And while it might be a little bit stranger or hard to kind of focus on visually with our eyes open in meditating. But this is what we ultimately want to get to, is where we can be present with each other, and be focused on each other, and hear what we're saying, listening to what we're saying. So we'll stay here for a few seconds, and you can just kind of gaze forward. Good. Continue to breathe.
Relax your face, relax your jaw. Relax your hands, your fingers. Relaxing the shoulders. And as we're here, continue to gaze here. You might notice things may get a little blurry, maybe on that outside parts of your vision.
That's kind of normal because you're now focusing in, you're honing in on what's in front of you. So essentially, we're calming all the other senses. Take one more nice, easy inhale. Easy exhale. Good.
You can go ahead and blink the eyes, maybe bring your head side to side. You can even close your eyes, maybe here now. Just to get a nice easy stretch. Kind of reset your eyes. Nice, easy, side to side bend in the neck, stretching out the traps a little bit here on each side, the upper part of shoulders.
Now all the movements that we do today are going to be very triangular. So think that V-shape, that we're gonna have, or that triangle shape. And just give me a nice, easy neck roll, head circle down around, looking up towards the sky, loosening up the neck, the shoulders. Good. And then reverse that in the opposite way.
Dropping the chin down and around, looking up should feel good. Releasing some stress in the neck. Good. And if your eyes are closed, go ahead and open them back up, returning your head to neutral, making that triangle shape, or V-shape here with your hands. Bring your hands overhead, and we're gonna slowly bring your hands behind your head for a nice shoulder stretch.

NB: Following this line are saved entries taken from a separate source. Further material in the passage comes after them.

PR #2748, opened 2017-05-08
info files with "refname 'HEAD' is ambiguous"

lkmorlan:
In certain cases, the following can be added to info files by Drush:

datestamp = "warning: refname 'HEAD' is ambiguous."

datestamp should be an integer. This is a fix.

To reproduce the problem, use drush make to build a makefile which references a repository containing a tag "HEAD". The error is because tag "HEAD" is the same as Git's use of HEAD to indicate the current position.


weitzman:
make is in maint only mode.

PR #2758, opened 2017-05-14
PSR-2 formatting. 

greg-1-anderson:
- [x] Reformat for PSR-2
- [x] Rename methods to camel caps format
- [x] Put \Drush class in namespace Drush
- [ ] Enforce PRS-2 in ~~Travis~~ Circle CI tests


greg-1-anderson:
If you see an error `Fatal error: Class 'Drush' not found`, then:

- `$ composer dumpautoload`
- `$ ./unish.clean.php`

This will rewrite the autoload files and correct the stale references to the `Drush` class, which moved into a new namespace.

To fix up a PR or other new code to conform to PSR-2:

- `$ composer cbf`

includes/bootstrap.inc
```diff
@@ -273,7 +274,7 @@ function drush_bootstrap_validate($phase) {
         break;
       }
       if ($phase_index > $validated_phase) {
-        $current_phase .= '_validate';
+        $current_phase .= 'Validate';
```
weitzman: I'm a bit concerned about the BC implications of changing bootstrap hook names. Maybe c'est la vie, but I just want to discuss.

src/Commands/config/ConfigPullCommands.php
```diff
@@ -4,89 +4,91 @@
...
-        throw new \Exception('There are uncommitted changes in your git working copy.');
-      }
+    /**
+     * @hook validate config-pull
+     */
+    public function validateConfigPull(CommandData $commandData)
+    {
+        if ($commandData->input()->getOption('safe')) {
+            $return = drush_invoke_process($commandData->input()
+            ->getArgument('destination'), 'core-execute', array('git diff --quiet'), array('escape' => 0));
```
weitzman: Should a wrapped line like this be indented more?

includes/bootstrap.inc
greg-1-anderson: If we are going to adopt all of PSR-2, then we must camelCase() our methods. This is definitely b/c breaking, but I think that now is a good time to just do it, as folks will hopefully be doing rewrites to annotated anyway. Drush 8 is still available for those who have trouble with the upgrade.

greg-1-anderson:
I'll merge if you're comfortable with the backwards compatible story (or lack thereof) of camelCase() methods. Again, I think we should do it now, as if we do not, then we will likely never be PSR-2 compliant (with consistent decisions in this area).

includes/bootstrap.inc
greg-1-anderson: Also, the only bootstrap class in use in Drush 9 is DrupalBoot8, so I think the impact here is negligible.

weitzman: Oh, I misread. I thought the drush invoke function names were changing. I've merged this PR.

Chi-teck:
https://github.com/drush-ops/drush/blob/master/CONTRIBUTING.md#coding-style
The documentation still enforces contributes to use Drupal coding standards.

greg-1-anderson:
Thanks. See #2779

PR #2759, opened 2017-05-15
Experiment with DCG

weitzman:
To test:

```
git clone https://github.com/drush-ops/drush.git --branch generate-single
COMPOSER=composer-highest.json  ./unish.sut.php
// A convenient way to install Drupal in the SUT
./unish.phpunit.php tests/pmEnDisUnListInfoTest.php
sut list
sut d8:controller
```

- [ ] --yes does not skip the prompt before overwriting file.
- [ ] Decide what to do when no generator name is specified.
- [ ] Add generator for creating an Annotated Drush command (done). @todo generate a  drush.services.yml file. Blocked by DCG here. Is also needed by its other:drupal-console-command command.
- [x] Remove -d shortcut from option definition of new commands. Or ask DCG to remove this shortcut. Avoids a conflict with Drush's -d
- [x] interact() for module names could have better UX. Its better than DCG since you now pick from an autocomplete list. Perhaps improve the UX of additional questions?
- [x] Our path handling is naive. Note wrong path when calling `sut gen-module-configuration-entity`, for example.
- [x] When creating a module (d8:module-file), it makes no sense to pick from the enabled modules list
- [x] The paths reported after generation are relative to extension. Prefer absolute or drupal root relative.
- [ ] See [test fails](https://travis-ci.org/drush-ops/drush/jobs/233248777) that are unique when using Drupal 8.4.x. Looks like Symfony Filesystem 3.2 is no longer compatible with \DrupalCodeGenerator\GeneratorDiscovery::__construct


src/Boot/DrupalBoot8.php
```diff
@@ -215,4 +221,39 @@ public function terminate()
...
+        $drushGenerator = DrushGenerator::create($twig_directories);
+        $nameNew = str_replace(['d8:', 'other:'], 'gen-', $name);
+        $nameNew = str_replace(':', '-', $nameNew);
+        $drushGenerator = $drushGenerator->setName($nameNew);
+        $drushGenerator = $drushGenerator->setDescription($generator->getDescription());
+        $drushGenerator->generator = $generator;
+        $drushGenerators[] = $drushGenerator;
+        $def = $generator->getDefinition();
+        $optiondef = $def->getOption('destination');
+        // How to remove shortcut from $optiondef?
```
Chi-teck: $options = $def->getOptions();
// Do something with options here.
$def->setOption($options);

// Or maybe just remove both options (destination, answers) at all.
$def->setOptions([]);

src/Generate/DrushGenerator.php
```diff
@@ -0,0 +1,50 @@
...
+  // See interact().
+  protected $files;
+  protected $destination;
+
+  public static function create(array $twig_directories)
+  {
+    return parent::create($twig_directories);
+  }
+
+  protected function interact(InputInterface $input, OutputInterface $output)
```
Chi-teck: Seems like this method can be replaced with _input_preprocessor_ helper.

Chi-teck:
There might be some performance issue with _addGeneratorsToApplication_() since it is invoked for any drush _command_ . It does a quite heavy work including file system scanning, reflection and instantiating dozens objects. At least worth benchmarking.
I would consider implementing a single `drush generate` command that accepts generator name as an argument.

weitzman:
Closed in favor of #2772

PR #3792, opened 2018-11-21
Forward-port #3720: Do not force scheme to 'mysql'.

greg-1-anderson:
While this was only necessary for Drupal 6, it seems that leaving this in place is unnecessary at best, and worst case might be a time-bomb that bites us later.


greg-1-anderson:
mysqli is build-in on all versions of php from 5.0 onward, according to https://en.wikipedia.org/wiki/MySQLi, so I think this is safe to break. The version on the 8.x branch is more conservative, but in the other direction (does not allow Drush to switch to `mysql` unless that driver is available)

greg-1-anderson:
@weitzman Should we merge this, or forget about it? I don't feel strongly in either direction.

weitzman:
Lets skip this.

PR #3794, opened 2018-11-22
Remove unused code from bootstrap

weitzman:
Primarily the d6 and d7 boot candidates are removed. I thought we used these to provide a friendly error message when you run against d6 or d7. We dont even do that - I'm guessing we lost that in Drush 9. Its not really needed with drush9 not being a supported launcher anymore. So, lets just toss all this code.


weitzman:
After this PR we have a rather odd class hierarchy where there is only ever one of Boot < DrupalBoot < DrupalBoot8. I'd love input into how this should work in reparation for moving to https://github.com/consolidation/bootstrap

Now, if this is it, this is it. I'm gonna lift my chin up here. You'll feel a big stretch through the shoulders, all right, in your chest and then kind of press back up towards the sky. So we're kind of just going to shave the arms back and up, right, opening up the shoulders a little bit. And again, if you have some shoulder issues, maybe you want to just go to that goalpost arms here, right?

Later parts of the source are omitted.